Sigur Ros: Jonsi Birgisson (vocals, guitar); Kjartan Sveinsson (keyboards); Georg Holm (bass guitar); Orri Pall Dyrason (drums).
Recording information: 2005.
For its fourth full-length studio album, Sigur Ros returns to the sound that made the Icelandic ensemble an internationally renowned rock band. Whereas the group's first outing, VON, was dark and heavy, and 2002's () was often ambient and drone-driven, TAKK…sees Jonsi Birgisson and the lads revisiting the chiming, soaring aesthetic of AGAETIS BYRJUN, the quartet's acclaimed breakthrough record. On this 2005 disc, Sigur Ros's melodies and rhythms ebb and flow beautifully, occasionally building to fierce, guitar-laden crests. Birgisson's high, wispy vocals are still key to the band's sound, but the foursome's intuitive instrumental work, which is highlighted by atmospheric keyboards and pounding percussion, truly carries these songs, resulting in a potent, mesmerizing album.
What the critics say…
Rolling Stone (No. 983, p.104) - 3.5 out of 5 stars - "…TAKK… suggests a far more abstract Coldplay, stripped of their stadium bombast…."

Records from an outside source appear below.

PR #215, opened 2023-06-01
perf(tensorizer-isvc): Use `gunicorn` as a WSGI server with Flask

Eta0:
## WSGI Server Performance
Proposed change to the Flask server setups in #204 for `tensorizer-isvc`.

Production deployments usually run Flask through `gunicorn` rather than Flask's embedded webserver for better performance. Setup for it is fairly trivial (adding `gunicorn` as a dependency and launching via `gunicorn` or `python -m gunicorn`), so since the deployed server in this example is expected to be benchmarked, this PR simply switches the Flask `InferenceService`s' Dockerfiles to launch through `gunicorn` instead.

### DIFF
--- a/online-inference/tensorizer-isvc/gptj_6b_hf/flask/Dockerfile
+++ b/online-inference/tensorizer-isvc/gptj_6b_hf/flask/Dockerfile
@@ -9,4 +9,4 @@ RUN pip install --no-cache-dir --upgrade pip && \
 
 COPY transformer_flask.py ./
 
-ENTRYPOINT ["python", "-m", "gunicorn", "-w8", "-b0.0.0.0", "transformer_flask:app"]
+ENTRYPOINT ["python", "-m", "gunicorn", "-w1", "-b0.0.0.0", "transformer_flask:app"]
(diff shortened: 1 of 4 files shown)


Eta0:
The reason this is a PR rather than a push straight onto #204 is because I'm not sure this is necessary or if it works well in this particular case. I haven't benchmarked it yet (ironically), and the configuration might need tweaking since large model files are likely not viable to load in multiple processes concurrently, which is `gunicorn`'s standard model for concurrency (instead, `gunicorn` is currently set to use a single worker in this PR, which was Flask's embedded server's default concurrency last time I checked).

TL;DR feel free to close this instead of merging if it doesn't seem worth the time.

rtalaricw:
> The reason this is a PR rather than a push straight onto #204 is because I'm not sure this is necessary or if it works well in this particular case. I haven't benchmarked it yet (ironically), and the configuration might need tweaking since large model files are likely not viable to load in multiple processes concurrently, which is `gunicorn`'s standard model for concurrency (instead, `gunicorn` is currently set to use a single worker in this PR, which was Flask's embedded server's default concurrency last time I checked).
> 
> TL;DR feel free to close this instead of merging if it doesn't seem worth the time.

@Eta0 This is perfect. I was literally going to do this. Thanks. I will test it out by EOW. Got a lot of other stuff too.

rtalaricw (approved):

Spin (p.139) - "Birgisson sings in tongues most of us can't comprehend, and thus he can punch emotional buttons in a strangely direct way." - Grade: A
Entertainment Weekly (No. 840, p.88) - "…[T]he thundering majesty of harder tracks…finds its strings-laden counterpart in the swooning, slow-mo abstraction that makes up the bulk of this disc…" - Grade: A-
Uncut (p.109) - 4 stars out of 5 - "[E]motionally seductive….Dark clouds of intensity gather and then slowly disperse, leaving a crystalline calm."
Magnet (p.108) - "TAKK's mini suites play out with typically complex beauty….Gathering tiny moments of clarity into big, breathtaking shapes that are glorious to examine from near or far."
The Wire (p.63) - "The music's strengths lie in its sheer vastness, depicting a series of enormous peaks and crescendos before suddenly cutting back to tiny details, contrasting the hugeness of the group's full sound with the fragility of some of its elements."
Mojo (Publisher) (p.60) - Ranked #27 in Mojo's "The 50 Best Albums Of 2005" - "A coming-of-age album from Iceland's etherealists."
Mojo (Publisher) (p.99) - 4 stars out of 5 - "TAKK…delivers a mighty, crashing release of soul-wringing, meat-eating noise to resolve its complex, tension-building miniaturism."